Single by Noah and the Whale

from the album Peaceful, the World Lays Me Down
- Released: 22 October 2007; 4 August 2008 (re-release);
- Genre: Anti-folk; indie pop;
- Length: 4:02 (video edit)
- Label: Mercury
- Songwriter: Charlie Fink
- Producers: Eliot James; Noah and the Whale;

Noah and the Whale singles chronology
|  | "5 Years Time" (2007) | "2 Bodies 1 Heart" (2008) |
| "Shape of My Heart" (2008) | "5 Years Time" (2008) | "Shape of My Heart" (2008) |

= 5 Years Time =

2007 single by Noah and the Whale

"5 Years Time", also known as "5 Years Time (Sun Sun Sun)", is the debut single by English folk rock band Noah and the Whale. Originally released on 22 October 2007 as the lead single from their debut album Peaceful, the World Lays Me Down, it became the band's first top 40 hit upon re-release on 4 August 2008.

==Chart performance==
"5 Years Time" did not chart upon its first release in 2007. After poor initial sales, the group chose to re-release the single, and the record made it onto the charts in a number of countries. In the UK, it debuted at number 24, and went on to become Noah and the Whale's first top-ten single, peaking at number 7. In Ireland, "5 Years Time" debuted at number 47 and peaked at number 10. It is the band's highest-charting song in both countries.

==Music video==
The music video was directed by James Copeman. It features the band performing in a pub and dancing/playing in the park. During the video, Laura Marling, who provides backing vocals for the group, is seen playing a tin whistle and also giving the camera the two-fingers. The style of the video resembles a Wes Anderson film, using the same font the director uses in his films/music videos. Noah and the Whale are known to be fans of Anderson's work, and they named their band after the film The Squid and the Whale (2005), on which Anderson was a producer, as well as its director Noah Baumbach, a long term collaborator of Anderson's.

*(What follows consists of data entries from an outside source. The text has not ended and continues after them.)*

PR #607, opened 2020-07-20
Enable croatian language

matmsa27:


ureport/settings_common.py
```diff
@@ -84,6 +84,7 @@
     ("vi", "Vietnamese"),
     ("sr-rs@latin", "Serbian (Latin, Serbia)"),
     ("bg", "Bulgarian"),
+    ("hr", "Croatian"),
```
norkans7, line 87: @matmsa27 should this be `hr_HR` as what is submitted to Transifex ?

matmsa27: Hi @norkans7 , ya I fixed this on the last commit

matmsa27:
Thanks @norkans7

PR #615, opened 2020-07-31
Add sync schedule on opinions admin list

norkans7:


norkans7:
U-Report 2020-07-31 14-37-46

I changed the table to have room for one more column

norkans7:
I think that is the first step and not allowing to manually resync yet

norkans7:
BEFORE opinions table
U-Report 2020-07-31 15-39-28

nicpottier:
Looks like a reasonable first step, should probably use plural translation to get rid of awkward `is/are`

PR #622, opened 2020-09-03
[FIX]: temba_client version to v2 on migration files

paulobernardoaf:
- The temba_client version was outdated, and the `python manage.py migrate` command was failing because the correct version is temba_client.v2.


norkans7 (approved):

norkans7:
Looks good

PR #634, opened 2020-09-29
Fix: code_check for translations_django-po--master_sr_RS@latin

paulobernardoaf:
Hey @norkans7 , this PR is to fix the #632 made from Transifex that did not run the code_check. As we don't have the permission to push directly into that branch.


norkans7:
Thanks @paulobernardoaf

PR #642, opened 2020-11-03
Shared flags

norkans7:


ureport/utils/__init__.py
```diff
@@ -211,16 +204,61 @@ def update_poll_flow_data(org):
                         Poll.objects.filter(pk=poll.pk).update(**updated_fields)
 
 
+def fetch_shared_sites_count():
+    import requests
+
+    this_time = datetime.now()
+    try:
+        response = requests.get("https://ureport.in/shared_sites_count/")
```
norkans7, line 212: this is the place all installs will use the common settings from our install.

PR #661, opened 2020-12-09
Fix stories list in index page

Sandro-Meireles:
When creating a new story in `manage/story/` it should appear on the home page, as the first item on the list, however, this does not happen. On the home page, stories are being listed incorrectly, starting from the second item.

- The problem is:
Captura de Tela_Área de Seleção_20201209092526
Captura de Tela_Área de Seleção_20201209093227

To solve this problem I changed the filter responsible for listing them.

- in `templates/public_base.haml` line `537`
```
-        - for story in main_stories|slice:"1:4"
+        - for story in main_stories|slice:"0:3"
```

### DIFF
--- a/templates/public_base.haml
+++ b/templates/public_base.haml
@@ -530,11 +530,11 @@
      
       -block content
   
-      {% if main_stories|slice:"1:" %}
+      {% if main_stories|slice:"0:" %}
       // footer stories
       .bg-dark-blue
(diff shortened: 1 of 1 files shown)


norkans7:
That is intentional as the first story is shown on the home page on https://github.com/rapidpro/ureport/blob/master/templates/public/index.haml#L133

Just make sure you are running the latest changes a recent fix was added in https://github.com/rapidpro/ureport/pull/658

PR #676, opened 2021-02-17
Use poetry

norkans7:


ureport/utils/tests.py
```diff
@@ -42,6 +42,19 @@
 )
 
 
+class MockResponse(object):
```
rowanseymour, line 45: This is defined in dash already right? Maybe reuse that one?

norkans7: I kept getting module not found since that class is defined in dash_test_runner that is not being recognized.

Probably we can more that class to https://github.com/rapidpro/dash/blob/master/dash/test.py ?

rowanseymour: Ah yeah since `dash_test_runner` isn't included in the final dependency - yeah move it to test.py

code_check.py
```diff
@@ -84,6 +84,8 @@ def get_current_msgids():
     update_po_files()
     status("Recompiling locale MO files")
     cmd("python manage.py compilemessages")
+    status("Exporting requirements")
+    cmd("poetry export -f requirements.txt -o pip-freeze.txt --without-hashes")
```
norkans7, line 88: Make sure pip-freeze is up to date as we still rely on that for deploys

PR #678, opened 2021-02-22
Add Macedonia's flag

rafaelbreno:


norkans7:
@rafaelbreno the country icon is not correct. Reverted the PR

U-Report U-Report Global 2021-03-01 15-16-28

PR #712, opened 2021-05-11
Added São Tomé and Príncipe flag

Sandro-Meireles:


ureport/settings_common.py
```diff
@@ -1405,6 +1405,13 @@ def traces_sampler(sampling_context):  # pragma: no cover
         countries_codes=["ROU"],
         count_link="http://romania.ureport.in/count/",
     ),
+    dict(
+        name="São Tomé and Príncipe",
+        host="//stp.ureport.in",
+        flag="flag_stp.png",
+        countries_codes=["STP", "ST"],
```
norkans7, line 1412: We only use alpha 3 codes and each country is added once, please remove "ST"

norkans7 (changes requested):
remove ST code

ureport/settings_common.py
Sandro-Meireles: Okay, I uploaded a commit with this fix.

norkans7 (approved):

PR #714, opened 2021-05-17
Add Kenya flag

Sandro-Meireles:

PR #715, opened 2021-05-17
Add Italia flag

Sandro-Meireles:


norkans7 (changes requested):
Incorrect size

norkans7:
@rafaelbreno can you fix this so we push that the servers at the same time as #714 ?

norkans7 (approved):

PR #724, opened 2021-05-26
Reduce query numbers

norkans7:


norkans7:
replaced by #726

norkans7:
we already run the task once a day

PR #740, opened 2021-07-15
Flow results 1

norkans7:
This has the first step to add models that will be storing data that do not change/updated by the admin


norkans7:
contains #742 and #743

ureport/flows/models.py
```diff
@@ -0,0 +1,53 @@
...
+
+
+class FlowResult(models.Model):
+    is_active = models.BooleanField(default=True)
+
+    org = models.ForeignKey(Org, on_delete=models.PROTECT)
+
+    flow_uuid = models.CharField(max_length=36)
+
+    result_uuid = models.CharField(max_length=36)
```
nicpottier, line 15: Why not UUID fields? They take up far less space in the DB.

ureport/flows/models.py
```diff
@@ -0,0 +1,53 @@
...
+
+    flow_result = models.ForeignKey(FlowResult, on_delete=models.PROTECT, related_name="result_categories")
+
+    category = models.TextField(null=True)
+
+    @classmethod
+    def update_or_create(cls, flow_result, category):
+        existing = cls.objects.filter(flow_result=flow_result, category=category)
+
+        if existing:
```
nicpottier, line 48: `existing.exists()` otherwise you are doing a full select and throwing away the result. Probably really best to just assign `.first()` to obj here and update is_active and call save with `update_fields` as then you will be returning a category that has `is_active` set to True as it should.

nicpottier (approved):
Some tweaks but looks ok.

ureport/flows/models.py
norkans7: FLOIP backend does not use valid UUIDs

nicpottier (approved):

PR #749, opened 2021-07-27
Dedupe poll response categories

norkans7:


nicpottier:
`PollResponseCategory` just maps to actual categories on RapidPro flows ya? Any reason we aren't just calling the API and going from there?

norkans7:
We currently allow admin to customize how the category will be displayed as.
The poll is added we call the RapidPro flows API to get the definition and parse that to create the possible questions and categories for each.

norkans7:
@nicpottier something else I am missing?

nicpottier:
Sorry, what is this deduping then?

norkans7:
question response categories, they use to have a rule_uuid and on RapidPro the category could be added twice such as "Other" now we want those to be unique and we no longer have the field rule_uuid from RapidPro so we will remove that as well

nicpottier:
Ok ok.

nicpottier (approved):

PR #752, opened 2021-08-03
Add Madagascar flag

evansmurithi:


norkans7:
@evansmurithi please share a screenshot of the URL /icons_display/ to see the icon has the correct dimensions

evansmurithi:
@norkans7 unfortunately the version running on madagascar.ureport.in doesn't have that url

norkans7:
You can have the screenshot form the dev environment

evansmurithi:
@norkans7 here's the screenshot with the highlighted country flag
ureport-rivers-onalabs-org-icons_display-

norkans7:
I think the icon is does not have the correct size there and also it should be sorted alphabetically by country name.
You should not highlight as this is the test to make sure the file has the proper size

You probably need to reach out to the CO or the design team for the correct icon to use there as you see all the others have the same size

evansmurithi:
@norkans7 noted

evansmurithi:
@norkans7 find updated screenshot below:
ureport-rivers-onalabs-org-icons_display-

norkans7:
Looks goods @evansmurithi

PR #754, opened 2021-08-12
Update to django 3.2

norkans7:


ureport/settings_common.py
```diff
@@ -100,7 +102,7 @@ def traces_sampler(sampling_context):  # pragma: no cover
     ("uk", "Ukrainian"),
     ("uz", "Uzbek"),
     ("my", "Burmese"),
-    ("mk_MK", "Macedonian"),
+    ("mk-mk", "Macedonian"),
```
norkans7, line 105: @matmsa27 @johncordeiro Macedonian org needs to adjust the language to this, the previous was wrong

PR #800, opened 2020-10-28
fix(webmail): Fix URL navigation

tadzik:
Drafting this as it appears to break some tests (and doesn't pass any new ones yet :))


tadzik:
Now contains a test that does not pass on current master, confirming that it actually fixes something :)

castaway (approved):
I think this looks fine, would be handy if we could have a test for verifying that the correct row is selected on visit to #Inbox:XX (eg highlighted correctly) - admittedly I should have added one!

Assuming we're still calling selectRowByMessageId when the fragment changes, we should be good

Issue #424, opened 2020-01-11
Restructure Account Products


davidbowdley:
This section also shows expired products that are not "active" (which is useful and desirable) but the title of the section may lead to a misunderstanding.

tadzik:
That'd make a bit confusing since https://runbox.com/app/account/components and its menu item is already called “Account Products”. We could rename it to “Account Components”, since that's how we refer to it in the code.

davidbowdley:
I that case  I would call it "Main Account Products" and move the first section of products that are in "Account add-ons" to this section as they only relate to the Main account in the sense that the Main account holder manages them. I would then change "Account add-ons" to "Sub-accounts".

gtandersen:
The reason it's called **Active products** is that it lists all active/existing products on the main account, whether they are sub-accounts or other add-ons.

**Account add-ons** lists all _available_ products, not just those already subscribed to by the main account.

To make this clearer we could split the page in two sections, first listing existing/current details and then available add-ons.

We could also change "Account upgrades" to "Account plans" or similar since technically you can both up- and downgrade your subscription plan.

So, to hopefully be consistent and better organized we could then end up with:

### Your Products
```
| Your Account Plan | Your Active Products | Your Transactions |
```
### Available Add-ons
```
| Main Account Add-ons | Sub-Account Products |
```

davidbowdley:
"Active products" also lists inactive products which is why I suggested the change.

gtandersen:
@davidbowdley Then we can rename **Your Active Products** to just **Your Products**.

Do we agree on the other proposed changes in my comment?

davidbowdley:
@gtandersen Yes, we could do it that way and it would be a big improvement on what we have now. 

The only further suggestion is to call Your Account Plan something different. My suggestions are Main Account Plan, Your Main Account Plan or Your Main Account. Of all those I would probably choose the last one to retain "Your" and add "Main" and still keep it to three words.

The reason being is that terminology is crucial as we've discussed with other services we offer and if we can hammer home the idea of Main and Sub-accounts it makes it easier for customers to understand what we say elsewhere and when they contact support.

gtandersen:
@davidbowdley In that case I think we should call it **Your Main Account Plan** since it's then consistent with **Your Products** and **Your Transactions** --  and I think it's useful to include "Plan" here because it's a common term used for this type of product.

[...]

PR #808, opened 2020-11-06
feat(account): Add a way to access account settings on mobile

tadzik:
This introduces a way to access the account screen from the mobile sidemenu.

Looks like this:

test

Imitating (visually and in behaviour) the same sidemenu as in webmail, contacts etc. This will enable access to all the account-related components and allow the user to switch between them. Before this is rolled out we need to ensure all of these components are actually accesible on mobile, and fix the ones that are not either in this PR or some others.

We can also take the opportunity to rename some of the sections to make them more understandable – something that @davidbowdley has often brought up.

Known issues:

- [x] The main "Account settings" page – we could have it be a hub between all the account-related pages – kind of what /account/components currently is, but not only for products but also for account security, identities and all the other things that are currently inaccessible on mobile. It could potentially just replace /components completely.
- [x] Identities and account security do not have the sidemenu visible in them. We could implement it in them, or include their main components (with the existing `<mat-sidenav>` wrappers removed) in the existing account-app architecture (components "injected" into account-app.component.html using subpaths. (https://github.com/runbox/runbox7/issues/817 and https://github.com/runbox/runbox7/issues/818)
- [x] Identities screen is not mobile friendly (widths hardcoded to too wide values) (https://github.com/runbox/runbox7/issues/819)
- [ ] Account security is not mobile friendly (some elements overlap or become too narrow in tables) (https://github.com/runbox/runbox7/issues/820)
- [x] The special offer on subscriptions page is not mobile friendly (button overlaps text) (https://github.com/runbox/runbox7/issues/821)
- [x] Addons cards are too wide and don't scale down on mobile screens (https://github.com/runbox/runbox7/issues/826)
- [x] Active Products table becomes too narrow to be readable on mobile *and* doesn't fit on the screen
- [x] Transactions table becomes too narrow to be readable on mobile *and* doesn't fit on the screen (https://github.com/runbox/runbox7/issues/827)
- [x] The shopping cart icon overlaps some page headers (including the shopping cart page itself). Maybe it should be moved to the toolbar, regardless of whether we're on mobile or not? (https://github.com/runbox/runbox7/issues/828)
- [x] The shopping cart table is too narrow to be readable (https://github.com/runbox/runbox7/issues/829)
- [x] The payment method cards are too big, overlap and don't fit on the screen (https://github.com/runbox/runbox7/issues/830)
- [x] The payment form(s) don't fit on mobile screens (https://github.com/runbox/runbox7/issues/831)


gtandersen (approved):
Looks great @tadzik, and I agree with your notes.

See also #424 regarding restructuring Account Products.

tadzik:
3679dc8 implements a mobile-friendly renewals page, making the table narrower but with expandable rows:

active

The desktop version remains as it was.

gtandersen:
Looks beautiful, @tadzik!

tadzik:
The entire payment flow is now "mobilized" (with some nice-to-have tuneups pending in https://github.com/runbox/runbox7/issues/831). @kvviecien do I remember correctly that you were working on the identities, or was it something else that's in progress?

kvviecien:
> The entire payment flow is now "mobilized" (with some nice-to-have tuneups pending in #831). @kvviecien do I remember correctly that you were working on the identities, or was it something else that's in progress?

That's right, I'm on identities, so you can grab another one :)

The music video was uploaded to YouTube on 13 June 2008, and as of July 2025 it has been viewed over 13 million times.

==Charts==
===Weekly charts===

| Chart (2008) | Peak position |
|---|---|
| Austria (Ö3 Austria Top 40) | 59 |
| Belgium (Ultratop 50 Flanders) | 72 |
| Ireland (IRMA) | 10 |
| Scotland Singles (OCC) | 3 |
| UK Singles (OCC) | 7 |

===Year-end charts===

| Chart (2008) | Position |
|---|---|
| UK Singles (OCC) | 78 |

==Personnel ==
Noah and the Whale

- Charlie Fink - Vocals, guitar
- Laura Marling - Vocals, Ukulele, Flute
- Tom Hobden – violin, Keyboard
- Matt Owens – Bass guitar
- John Hamson – drums, percussion

==Certifications==

| Region | Certification | Certified units/sales |
| United Kingdom (BPI) | Platinum | 600,000^{‡} |
^{‡} Sales+streaming figures based on certification alone.

==In popular culture==
The song was used in a 2008 SunChips commercial, in a 2008 Saturn commercial and also featured in a Volkswagen Golf commercial in 2015. It was featured in an episode of the BBC One school drama series Waterloo Road in 2009, as well as an episode in series 3 of that same broadcaster's popular show Gavin & Stacey.

"5 Years Time" is featured in the 2025 DC Universe film Superman; it is played during an action sequence in which Mister Terrific (portrayed by Edi Gathegi) battles Lex Luthor's mercenaries while infiltrating their base to rescue Superman. The song's streaming numbers saw a 1,000% increase following its inclusion in the film, going from 7,300 streams to 85,400 streams by July 12, the day after Superman released.